Sen. Stephen Meredith, R-Leitchfield, said Kentucky is facing a “public health crisis in regard to childhood vaccination,” and that fewer Kentucky kids are vaccinated for things like measles, mumps, rubella, pertussis and tetanus than in most surrounding states.

Meredith also said 51 of 120 Kentucky counties do not have a general pediatrician. But, he said, pharmacists are more widely accessible in rural Kentucky.

Tichenor said pharmacists may not know a child’s medical history before giving a vaccine, and the bill is “a little bit reckless.”

Sen. Shelley Funke Frommeyer, R-Alexandria, said Kentucky needs a “wellness revolution,” but asked, “Does it start by an injection into your body?”

Funke Frommeyer said the number of children with disabilities and learning challenges is “staggering” and asked if it has to do with food additives and dyes. She also alleged that “pet vaccines are actually safer than our people vaccines.”
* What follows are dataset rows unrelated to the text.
Issue #2921, opened 2017-11-19
deployment from ci is tagging all relases as prerelease


tooomm:
Either appveyor or travis (both?) are resetting the release notes while updating the beforehand published release (uploading their release artifacts).

If you can provide more details I could have a look @ZeldaZach 
- Is all text purged? Is it replaced with some other text (like `Dev build of Cockatrice`)?
- Do you fully release the draft first? Or do you publish it as pre-release?

ZeldaZach:
All text is purged and replaced w/ Dev build phrase. I publish as a full release and it moves it to pre-release. After it's done with the uploads I re-upload the release notes and publish as full.

tooomm:
Ok, we can improve that.
Parts of it are still based on older release handling... I guess it was used for development snapshots as well regarding the phrase.
Also, travis and appveyor handle things a bit different. There might always be little conflicts because both have to deal with the same release on GitHub.

>All text is purged and replaced w/ Dev build phrase.

Shouldn't happen anymore with https://github.com/Cockatrice/Cockatrice/pull/2976
Let's test it with the next `-beta1` you're going to release sooner than later! ;)

>I publish as a full release and it moves it to pre-release. 

Right now it needs to be a bit generic because it has to work for stable and beta releases, they use the same deploy config. Therefore it's better to move both to `Pre-release` and manually correct stable releases than having all beta releases going to stable automatically.

<br>

To get it right, and have proper configuration options for both release types - `Beta` and `Stable` - we need to setup a second deploy provider and run specific commands based on different conditions.
I hope we can use the git tag, check if it contains `beta` for example and use the second deploy provider with its own config on that condition.
Name info for the git tag is already there with `APPVEYOR_REPO_TAG_NAME` and `TRAVIS_TAG`.
I'll try to check that.

PR #2976, opened 2017-12-19
ci: deployment config for beta+stable

tooomm:
## Related Ticket(s)
- Fixes https://github.com/Cockatrice/Cockatrice/issues/2921

All drafted changelog text + release name were purged and replaced with "Dev build" phrase and a wrong name for all kind of releases. Also, every release was tagged as *pre-release*.
In return one always has to adjust each published release, no custom config options based on release type were possible.

AS @ZeldaZach put it for stable releases:
```
--Build happens and replaces stuff--
Re-paste release notes
Re-paste release name
Re-publish to no longer be pre-release
```

With this PR all of above are no longer needed, and it allows for a lot more customization and other future tweaks.

- Utilize multiple deploy provider entries with custom conditions
- Separate config for `Beta` and `Stable` on both CI's
     - Betas will be published as *pre-release*, stable as *full release*
     - Stable releases shouldn't purge the beforehand drafted changelog any longer,
while Betas keep their beta phrase in the description and set a better name per default
- Which config to apply is taken from the GitHub `tag` in a env var (conditional deploy)
- The tag has to comply with [Semantic Versioning 2.0.0](https://semver.org/) schema:
   - `x.y.z` for stable, or `x.y.z-beta`/`x.y.z-beta.n` for beta
    - No leading 0 for single digit numbers
    - Beta appendix has to be `-beta` for the first (no `-beta.1` exists)
Follow ups have to be append a incrementing number, separated by `.` like `-beta.2` and up

The big advantage here is that we can handle both release types with unique configurations while the workflow is the same for both - we only need to tag a commit on GitHub.
The check for a correct semver prevents that a mistyped tag gets deployed and causes wrong file names for our binaries for example. Or version numbers being displayed wrongly in the `About` window and the windows installer for example! Our tag is the basis for all of this and that information gets parsed from it.
So one will recognize little errors before it's too late, and can re-tag correctly.

The ideal case would be that one only has to set a git tag and everything else is done automatically.
But to have it set a release name like `Cockatrice 2.4.1-beta` for example, our tag would need to be in a different form than it is right now.
Even automatically adding a changelog to the description in the future could be possible. It would require having a changelog file we maintain continuously instead the manual writeup of the past 6 month like Zach is doing it now...

I needed to adjust the cmake getversion file, too.

Possible future improvements:
- Have a good automated name for beta + stable releases on GitHub
- And maybe the changelog thing isn't ideal as is now...

<br>

>I'm sure the regex can be smarter, I didn't use *lookaround* for example.
**Improvements welcome!**

<br>

Link library:
https://docs.travis-ci.com/user/deployment/releases/#Advanced-options
https://www.appveyor.com/docs/deployment/github/
https://docs.travis-ci.com/user/deployment/#Conditional-Releases-with-on%3A
https://docs.travis-ci.com/user/conditional-builds-stages-jobs
https://regex101.com/
https://www.regular-expressions.info/quickstart.html
see https://github.com/Cockatrice/Cockatrice/pull/2976#issuecomment-354367340

### DIFF
--- a/.travis.yml
+++ b/.travis.yml
@@ -46,7 +46,7 @@ deploy:
   file: "build/Cockatrice-*"
   overwrite: true
   draft: false
-  prerelease: false
+  prerelease: true
   on:
     tags: true
     repo: Cockatrice/Cockatrice
--- a/.travis.yml
+++ b/.travis.yml
@@ -53,7 +53,7 @@ deploy:
     on:
       tags: true
       repo: Cockatrice/Cockatrice
-      condition: "$BUILDTYPE = Release && $TRAVIS_TAG =~ ([0-9]|[1-9][0-9])(.([0-9]|[1-9][0-9])){2}-beta(|.([2-9]|[1-9][0-9]))$"
+      condition: "$BUILDTYPE = Release && $TRAVIS_TAG =~ ([0-9]|[1-9][0-9])(.([0-9]|[1-9][0-9])){2}-beta(.([2-9]|[1-9][0-9]))?$"
       
 # Deploy configuration for "stable" releases
   - provider: releases
--- a/.travis.yml
+++ b/.travis.yml
@@ -41,7 +41,7 @@ deploy:
 # Deploy configuration for "beta" releases
   - provider: releases
     api_key:
-      secure: "mLMF41q7xgOR1sjczsilEy7HQis2PkZCzhfOGbn/8FoOQnmmPOZjrsdhn06ZSl3SFsbfCLuClDYXAbFscQmdgjcGN5AmHV+JYfW650QEuQa/f4/lQFsVRtEqUA1O3FQ0OuRxdpCfJubZBdFVH8SbZ93GLC5zXJbkWQNq+xCX1fU="
+      secure: mLMF41q7xgOR1sjczsilEy7HQis2PkZCzhfOGbn/8FoOQnmmPOZjrsdhn06ZSl3SFsbfCLuClDYXAbFscQmdgjcGN5AmHV+JYfW650QEuQa/f4/lQFsVRtEqUA1O3FQ0OuRxdpCfJubZBdFVH8SbZ93GLC5zXJbkWQNq+xCX1fU=
     skip_cleanup: true
     name: "Cockatrice $TRAVIS_TAG"
     body: "Beta release of Cockatrice"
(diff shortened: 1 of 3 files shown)


tooomm:
I extended the PR and updated its description. 🎉 
Please check again!

.travis.yml
```diff
@@ -35,19 +35,41 @@ install: bash ./.travis/travis-dependencies.sh
...
+    body: "Beta release of Cockatrice"
+    file_glob: true
+    file: "build/Cockatrice-*"
+    overwrite: true
+    draft: false
+    prerelease: true
+    on:
+      tags: true
+      repo: Cockatrice/Cockatrice
+      condition: "$BUILDTYPE = Release && $TRAVIS_TAG =~ ([0-9]|[1-9][0-9])(.([0-9]|[1-9][0-9])){2}-beta(|.([2-9]|[1-9][0-9]))$"
```
ZeldaZach: You say this condition twice. Is that correct?

tooomm: What do you mean @ZeldaZach ?

- travis.yml
    - **beta config:** only on tags & on main repo & release build (not debug!) & **beta regex**
    - **stable: config:** only on tags & on main repo & release build (not debug!) & **stable regex**
- appveyor.yml
    - **beta config:** only on tags & **beta regex**
    - **stable: config:** only on tags & **stable regex**

The basic condition package always checks for general deploy rules, the same we had before.
But the deploy provider within each config file differentiate on the regex.

ctrlaltca:
The change looks fine, but i'm unsure wether there's a proper way to test it if not just merging the change and trying to tag a beta.

skwerlman:
two minor nitpicks about the regexes:
- each `.` should be escaped with a backslash, since `.` matches any character
- in the regex for beta tags, the last group should be `beta(\.([2-9]|[1-9][0-9]))?$`, not `beta(|\.([2-9]|[1-9][0-9]))$`

tooomm:
>each `.` should be escaped with a backslash, since `.` matches any character

@skwerlman for correct regex that is right, but the [travis yaml linter](https://yaml.travis-ci.org/) gave me en error, so I removed the escaping and kept the dot for the proper spacing at least:
`syntax error: (<unknown>): found unknown escape character while parsing a quoted scalar at line x column y`

A live run on Travis won't work too, just tested it:
```
ERROR: An error occured while trying to parse your .travis.yml file.
Please make sure that the file is valid YAML.
http://lint.travis-ci.org can check your .travis.yml.
The log message was: Build config file had a parse error: found unknown escape character while parsing a quoted scalar at line 46 column 18
```
Can I safely use something like `[.]` instead? What do you suggest?

(for AppVeyor with their regex escaping it seems to work - will re-add it there!)

Also 👍 for the better quantifier, haha. Got lost in brackets and alternations I guess. 🙈

skwerlman:
you should be able to double-escape the dot (like `\\.`)

tooomm:
@skwerlman that worked with no errors! Will use the same for `\d`...

Was fun to work with regex for the first time. :)

@ctrlaltca I had it running in my fork with the condition checks tested (but no deploy itself).
We would have to run it on master and observe for the first beta more closely, yes. 👍 
I also had to adjust the sanity check in cmake because the additional `.` in counting beta releases increases the max. allowed token count.
Can you please fix the `GIT_TAG_LABEL` in https://github.com/Cockatrice/Cockatrice/blob/master/cmake/getversion.cmake#L143-L148 that we grab the correct `Project version` etc. with the complete
pre-release-label (not only `beta`, but also `beta.3` and `beta.11`)?

tooomm:
I retested my fork with a tag again after changing to (escaped) `\d`,
Travis seems to really not like any variants of `\d`. Appveyor deploys just fine.

I'll have to revert to `[0-9]` otherwise for travis. Would do it for both for consistency reasons.
The expression will grow in size then, but well...

**Will report back**

tooomm:
`\d` is indeed not available.
Travis uses bash condition checks and POSIX doesn't suppport that. Tested the deployment checks again. 👍 

https://stackoverflow.com/questions/17968020/how-to-match-digits-in-regex
https://en.wikipedia.org/wiki/Regular_expression#Character_classes
https://www.regular-expressions.info/posix.html

---

Only this is left, I hope somebody can help out there:

>Can you please fix the `GIT_TAG_LABEL` in https://github.com/Cockatrice/Cockatrice/blob/master/cmake/getversion.cmake#L143-L148 that we grab the correct `Project version` etc. with the complete
pre-release-label (not only `beta`, but also `beta.3` and `beta.11`)?

Faulty result is now:
```
-- Commit is a release or prerelease, git tag: 2017-12-28-Development-10.40.1-beta.2
-- Project version: 10.40.1-beta
-- Friendly project version: 10.40.1-beta (2017-12-28)
-- Project version filename: Cockatrice-10.40.1-beta
```

ZeldaZach:
I think this is OK? I'm fine merging, pushing a beta build, and seeing what happens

A flawed and now-debunked study from the late 1990s claimed there was a link between childhood vaccinations and autism. Numerous studies have since shown there is no causal relationship between vaccines and autism.

The man behind the initial study, Andrew Wakefield, was stripped of his medical license in the United Kingdom.

Meredith told his colleagues he was disappointed in their votes.

“You see a problem, you fix a problem,” he said. “It appears the folks going against this would rather curse the darkness than light a candle.”

He reiterated the bill was not mandating any new vaccines, merely increasing access for Kentucky’s kids.

“If you’re voting against this based on principle, you’re cheating the children of Kentucky, particularly rural Kentucky,” he said. “I can’t begin to tell you how disappointed I am in that.”

HB 274 was signed into law by the governor Tuesday.